▸ TASK STATEMENT: Repeat the lines of the data that follow, please, starting at the first and stopping after the one with "- **Pool tiers**: paid".

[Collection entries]
= Beginning of Section =

PR #262, opened 2026-08-29
feat: self-hosted instances warm their mailboxes in the hosted pool (Warmbly Cloud link)

meszmate:
## What

A self-hosted Warmbly instance can link to a Warmbly Cloud workspace and have its mailboxes warmed in the hosted pool, while campaigns, contacts, inbox and storage stay on the instance.

- **Link**: device-code handshake. The instance shows a code (Settings > Warmbly Cloud), a member approves it at `app.warmbly.com/connect`, the instance receives a one-time `wpl_` token (sealed with `CREDENTIALS_ENCRYPTION_KEY`).
- **Enroll**: SMTP/IMAP mailboxes are created on the cloud as warmup-only accounts in the approving workspace: no history import, every non-warmup message is dropped before storage, warmup runs on the cloud's workers. Local warmup stands down for enrolled mailboxes.
- **Pricing**: free for 10 enrolled mailboxes per workspace, unlimited with any paid subscription (a `Self-hosted pool` $15 plan is seeded; attach its Stripe price in admin). `BILLING_PROVIDER=none` is unlimited.
- **Pool tiers**: paid is served first; when a tier has fewer than 25 eligible recipients, partner selection borrows the other tier's mailboxes that have been healthy members for at least 3 days.
- **UI**: animated three-step flow (link, pick mailboxes, done), steady-state table with health, today/7-day counts, pause/resume, disconnect; cloud-side "Linked instances" page; `/connect` approval page.
- **Docs**: `guides/warmbly-cloud.mdx`, configuration reference (`WARMBLY_CLOUD_URL`, `INSTANCE_NAME`, `WARMBLY_VERSION`), endpoints scope map, export/import note. Marketing copy: self-hosting is free, the pool link arrives with Warmbly Cloud.
- **Fix found while testing**: `emailRepository.SetWarmupLifecycle` re-read the row through the org-scoped `Get` with the user id, so every warmup start/pause/resume returned 404 after the write and skipped pool membership sync and the first task seed.

## Verified

`make lint`, web/docs typecheck+lint+build, orgtransfer coverage test, the repository prepare sweep, and a full end-to-end run with two isolated backends (cloud + self-hosted): link, approve, poll, enroll, pool membership, pause/resume, local warmup cancellation, unenroll, disconnect.

## Limits

- Google/Microsoft OAuth mailboxes cannot be enrolled (refresh grants are bound to the instance's own OAuth app); the UI explains and points to SMTP/IMAP.
[...]

PR #463, opened 2026-09-12
feat: fix the Warmbly Cloud pool link across both roles (#262)

meszmate:
## What

A deep pass over the Warmbly Cloud pool link shipped in #262, fixing every defect found in both halves of the feature (the self-hosted `cloudlink` side and the cloud `poollink` side), the worker and consumer paths, the routes and the docs.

= End of Section =

▸ FINISHED EXERCISE:
PR #262, opened 2026-08-29
feat: self-hosted instances warm their mailboxes in the hosted pool (Warmbly Cloud link)

meszmate:
## What

A self-hosted Warmbly instance can link to a Warmbly Cloud workspace and have its mailboxes warmed in the hosted pool, while campaigns, contacts, inbox and storage stay on the instance.

- **Link**: device-code handshake. The instance shows a code (Settings > Warmbly Cloud), a member approves it at `app.warmbly.com/connect`, the instance receives a one-time `wpl_` token (sealed with `CREDENTIALS_ENCRYPTION_KEY`).
- **Enroll**: SMTP/IMAP mailboxes are created on the cloud as warmup-only accounts in the approving workspace: no history import, every non-warmup message is dropped before storage, warmup runs on the cloud's workers. Local warmup stands down for enrolled mailboxes.
- **Pricing**: free for 10 enrolled mailboxes per workspace, unlimited with any paid subscription (a `Self-hosted pool` $15 plan is seeded; attach its Stripe price in admin). `BILLING_PROVIDER=none` is unlimited.
- **Pool tiers**: paid is served first; when a tier has fewer than 25 eligible recipients, partner selection borrows the other tier's mailboxes that have been healthy members for at least 3 days.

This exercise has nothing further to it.